- Task requirements
Read the lines below. Copy out any that hold the string "better".
══ Input for this task ══
PR #715, opened 2025-10-08
Issue 462/revisit service api (core) design in 0.3 milestone#3 no remove from extensions

soundofspace:
- No more support for `remove` on extensions, this makes them much more predictable and will leave a trace of info. Especially once we add support for "parent" extensions
- We can remove `clear_extensions_safely`. The underlying original logic in hyper was needed to prevent a deadlock that got triggered because extensions were dropped that included a lock in the drop, while holding that same lock in these functions. Because we now always keep extensions around we are not affected by that problem
- Refactor upgrade::on to upgrade::handle_upgrade where we never have support None upgrades. Instead we throw error if we did an unexpected upgrade, or we already handled the upgrade
- Remove legacy tls logic that should have been removed already

For separate PR:
- Add parent extensions (this includes the todo from setting request extensions as parent extensions for response)
- On server side we use RamaHttpService to store extensions from io, and then reapply them. Should be pretty doable to do this in http-core where we have io access and create the actual request. Should also make this less error prone. But I has to potential to be a quite invasive change, so wont do that here

### DIFF
--- a/rama-core/src/extensions.rs
+++ b/rama-core/src/extensions.rs
@@ -169,42 +169,29 @@ impl Extensions {
     /// Returns true if the `Extensions` or parents contains the given type.
     #[must_use]
     pub fn contains<T: Send + Sync + 'static>(&self) -> bool {
-        if self.contains_without_chaining::<T>() {
-            true
-        } else {
-            self.parent_extensions
-                .as_ref()
-                .map(|parent| parent.contains::<T>())
-                .unwrap_or_default()
-        }
-    }
-
-    /// Returns true if the `Extensions` contains the given type.
-    #[must_use]
-    pub fn contains_without_chaining<T: Send + Sync + 'static>(&self) -> bool {
         self.map
             .as_ref()
             .map(|map| map.contains_key(&TypeId::of::<T>()))
-            .unwrap_or_default()
+            .unwrap_or_else(|| {
+                self.parent_extensions
+                    .as_ref()
+                    .map(|parent| parent.contains::<T>())
+                    .unwrap_or_default()
+            })
     }
 
     /// Get a shared reference to a type previously inserted on this `Extensions` or any of the parents
     #[must_use]
     pub fn get<T: Send + Sync + 'static>(&self) -> Option<&T> {
-        self.get_without_chaining().or_else(|| {
-            self.parent_extensions
-                .as_ref()
-                .and_then(|parent| parent.get())
-        })
-    }
-
-    /// Get a shared reference to a type previously inserted on this `Extensions`.
-    #[must_use]
-    pub fn get_without_chaining<T: Send + Sync + 'static>(&self) -> Option<&T> {
         self.map
             .as_ref()
             .and_then(|map| map.get(&TypeId::of::<T>()))
             .and_then(|boxed| (**boxed).as_any().downcast_ref())
+            .or_else(|| {
+                self.parent_extensions
+                    .as_ref()
+                    .and_then(|parent| parent.get())
+            })
     }
 
     /// Get an exclusive reference to a type previously inserted on this `Extensions`.
--- a/rama-http/src/io/upgrade.rs
+++ b/rama-http/src/io/upgrade.rs
@@ -319,11 +319,7 @@ mod sealed {
     fn handle_upgrade<T: ExtensionsRef>(
         obj: T,
     ) -> impl Future<Output = Result<Upgraded, OpaqueError>> + 'static {
-        let on_upgrade = match obj
-            .extensions()
-            .get_without_chaining::<OnUpgrade>()
-            .cloned()
-        {
+        let on_upgrade = match obj.extensions().get::<OnUpgrade>().cloned() {
             Some(on_upgrade) => {
                 trace!("upgrading this: {:?}", on_upgrade);
                 if on_upgrade.has_handled_upgrade() {
--- a/tests/integration/ua_emulation.rs
+++ b/tests/integration/ua_emulation.rs
@@ -259,7 +259,6 @@ async fn test_ua_emulation() {
         }
 
         async fn server_svc_fn(req: Request) -> Result<Response, Infallible> {
-            println!("extensions: {:?}", req.extensions());
             let state = req.extensions().get::<State>().unwrap();
             let expected = state.expected;
             let description = state.description;
@@ -463,7 +462,6 @@ where
         let (client_socket, mut server_socket) = new_mock_sockets();
 
         if let Some(extensions) = req.extensions().get::<ServerExtensions>() {
-            println!("extensions for server: {:?}", extensions.0);
             *server_socket.extensions_mut() = extensions.0.clone();
         }
 


soundofspace:
@GlenDC this is what happens when remove `Extensions.remove()`. Old logic to chain TLS config has also been removed because it has been replaced and was actually not in use anywhere (anymore). This PR is not ready and is currently a pretty mechanical change, but should serve as a good starting point to discuss if we want to commit to this

rama-http-core/src/h2/proto/streams/recv.rs
```diff
@@ -337,8 +337,9 @@ impl Recv {
         // frame or the user violated the contract.
         match stream.pending_recv.pop_front(&mut self.buffer) {
             Some(Event::Headers(peer::PollMessage::Client(mut response))) => {
-                if let Some(mut request_ext) = stream.encoded_request_extensions.take() {
-                    if let Some(request_headers) = request_ext.remove::<RequestHeaders>() {
+                if let Some(request_ext) = stream.encoded_request_extensions.take() {
+                    // TODO instead of this manual stuff do we just see request extensions as parent extensions for response?
```
GlenDC, line 341: yes

rama-http/src/io/upgrade.rs
```diff
@@ -316,31 +316,35 @@ mod sealed {
...
+                .cloned()
                 .unwrap_or_else(OnUpgrade::none)
         }
     }
 
     impl<B> CanUpgrade for &'_ mut Request<B> {
         fn on_upgrade(self) -> OnUpgrade {
             self.extensions_mut()
-                .remove::<OnUpgrade>()
+                .get::<OnUpgrade>()
```
GlenDC: OnUpgrade we need to better mark that it is already upgraded, so that evidence remains there but we change the status

rama-http-core/src/h2/proto/streams/recv.rs
soundofspace: See description: but this will be done in separate pr focussed on parent chaining and tools around it

soundofspace: Which now means the PR that will introduce `Vec<extensions>`

rama-http/src/io/upgrade.rs
```diff
@@ -93,31 +100,37 @@ pub struct Parts<T> {
...
 ///
 /// - `http::Request<B>`
 /// - `http::Response<B>`
-/// - `&mut rama_http::Request<B>`
-/// - `&mut rama_http::Response<B>`
-pub fn on<T: sealed::CanUpgrade>(msg: T) -> OnUpgrade {
-    msg.on_upgrade()
+/// - `&rama_http::Request<B>`
+/// - `&rama_http::Response<B>`
+pub fn handle_upgrade<T: sealed::HandleUpgrade>(
```
soundofspace, line 104: With this change in logic this seemed like a better name, do you agree or do you think we should keep the original one?

rama-core/src/extensions.rs
```diff
@@ -86,6 +88,21 @@ impl Extensions {
             map: None,
             #[cfg(debug_assertions)]
             type_map: None,
+            parent_extensions: None,
+        }
+    }
+
+    #[must_use]
+    /// Convert [`Extensions`] into a frozen/readonly variant
+    pub fn into_frozen_extensions(self) -> Arc<Self> {
```
GlenDC, line 97: not sure why the internals are exposed here. Is there a legit use case in even needing to know how it freezes?

I would think that something like

```
fn freeze(self) -> Extensions
```

is good enough and that it would return you a new extensions object with itself as the parent extensions?

rama-core/src/extensions.rs
```diff
@@ -143,18 +166,41 @@ impl Extensions {
         }
     }
 
-    /// Returns true if the `Extensions` contains the given type.
+    /// Returns true if the `Extensions` or parents contains the given type.
     #[must_use]
     pub fn contains<T: Send + Sync + 'static>(&self) -> bool {
+        if self.contains_without_chaining::<T>() {
```
GlenDC: why the if else? You can just chain them with `||`, no?

rama-core/src/extensions.rs
```diff
@@ -143,18 +166,41 @@ impl Extensions {
...
+            self.parent_extensions
+                .as_ref()
+                .map(|parent| parent.contains::<T>())
+                .unwrap_or_default()
+        }
+    }
+
+    /// Returns true if the `Extensions` contains the given type.
+    #[must_use]
+    pub fn contains_without_chaining<T: Send + Sync + 'static>(&self) -> bool {
```
GlenDC: feels like a design smell if one ever needs to care about this, I want in general chaining to be pretty much invisible to anything, is there a legit use case in this PR for it?

rama-core/src/extensions.rs
```diff
@@ -143,18 +166,41 @@ impl Extensions {
...
+        self.get_without_chaining().or_else(|| {
+            self.parent_extensions
+                .as_ref()
+                .and_then(|parent| parent.get())
+        })
+    }
+
+    /// Get a shared reference to a type previously inserted on this `Extensions`.
+    #[must_use]
+    pub fn get_without_chaining<T: Send + Sync + 'static>(&self) -> Option<&T> {
```
GlenDC: same question as the containss variant

rama-http-core/src/h2/proto/streams/recv.rs
GlenDC: Not sure it will be a Vec, but yeah ok I get what you mean

rama-http-core/src/service.rs
```diff
@@ -19,12 +21,23 @@ pub trait HttpService<ReqBody>: sealed::Sealed<ReqBody> {
...
+    pub fn new(svc: S) -> Self {
+        Self {
+            svc,
+            parent_extensions: None,
+        }
+    }
+
+    generate_set_and_with! {
+        /// Set the parent Extensions that will be applied by [`RamaHttpService`] on each [`Request`]
+        pub fn parent_extensions(mut self, frozen_extensions: Option<Arc<Extensions>>) -> Self {
```
GlenDC, line 37: Feels odd, why this has to be here? what's the use case?

tests/integration/ua_emulation.rs
```diff
@@ -259,6 +259,7 @@ async fn test_ua_emulation() {
         }
 
         async fn server_svc_fn(req: Request) -> Result<Response, Infallible> {
+            println!("extensions: {:?}", req.extensions());
```
GlenDC: even within tests best to use trace calls, not print statements

tests/integration/ua_emulation.rs
```diff
@@ -459,6 +463,7 @@ where
         let (client_socket, mut server_socket) = new_mock_sockets();
 
         if let Some(extensions) = req.extensions().get::<ServerExtensions>() {
+            println!("extensions for server: {:?}", extensions.0);
```
GlenDC: same same

GlenDC (changes requested):
Looks good in general, couple of small remarks, but huge improvement already. Looking forward to making extensions even better after this, we're getting there. The entire progress feels amazing. Let's grab some lunch once we have the entire redesign + extensions 2.0 work behind our back!

tests/integration/ua_emulation.rs
soundofspace: should have been removed, but missed it

tests/integration/ua_emulation.rs
soundofspace: same

rama-core/src/extensions.rs
soundofspace: Yes added these just in case, but since our last talk just forgot about them, but will already remove them

rama-core/src/extensions.rs
soundofspace: there are places such as in HttpConnector where request already has extensions but you want to configure the parent. Not exposes these building blocks make that kinda hard/hacky. Do you still feel this should be refactored or is it part of `vec<Extensions>`?

rama-http-core/src/service.rs
soundofspace: For places where you need to set it later and not on creation (eg HttpConnector)

rama-core/src/extensions.rs
GlenDC: Yes I saw that, but I don't understand the need. So far parent extensions were in my mind natural borders

Transport to Application, Request To Response. Retry Layer. That kind of stuff. that's why calling it parent can be a bit confusing and keeping it to frozen in public API is probably less confusing.

So what's the legit use case for what you're describing?

Also let's make sure to have a call before you start that work what you call Vec<Extennsions>. To make sure we're aligned.

soundofspace: Here we go from connector to request which feel like a natural border also?

Once we have vec i just see this as RequestPreConnectionExt -> TcpExt -> ... -> HttpConn ext -> Request Ext -> Response ext...

I can already introduce that concept here but it feels more hacky then this setup. Especially if you keep in mind that im planning todo vec very soon (maybe still this week)

(yes to that call)

GlenDC: > Here we go from connector to request which feel like a natural border also?

What?

rama-http-core/src/service.rs
GlenDC: Can you give me a less abstract example?

rama-core/src/extensions.rs
soundofspace: > "Yes I saw that, but I don't understand the need. So far parent extensions were in my mind natural borders"

> there are places such as in HttpConnector 

Here we go from connector to request, but request already has extensions so we just need to set parent directly

```
        let EstablishedClientConnection { mut req, mut conn } =
            self.inner.connect(req).await.map_err(Into::into)?;

        let parent_extensions = std::mem::take(conn.extensions_mut()).into_frozen_extensions();
        req.extensions_mut()
            .set_parent_extensions(parent_extensions);
 ```

GlenDC: Hmm I think the flow there is a bit weird...
Connection is established in function of request... Somehow that connection sits in between request and response, and the connection can also be shared between requests... Not entirely certain what to do with that, but feels a bit weird here...

soundofspace: Yea, I think the solution here is good enough. But for the vec approach we really want to figure this one out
═══
- Solution to this problem
GlenDC: OnUpgrade we need to better mark that it is already upgraded, so that evidence remains there but we change the status
soundofspace, line 104: With this change in logic this seemed like a better name, do you agree or do you think we should keep the original one?
Looks good in general, couple of small remarks, but huge improvement already. Looking forward to making extensions even better after this, we're getting there. The entire progress feels amazing. Let's grab some lunch once we have the entire redesign + extensions 2.0 work behind our back!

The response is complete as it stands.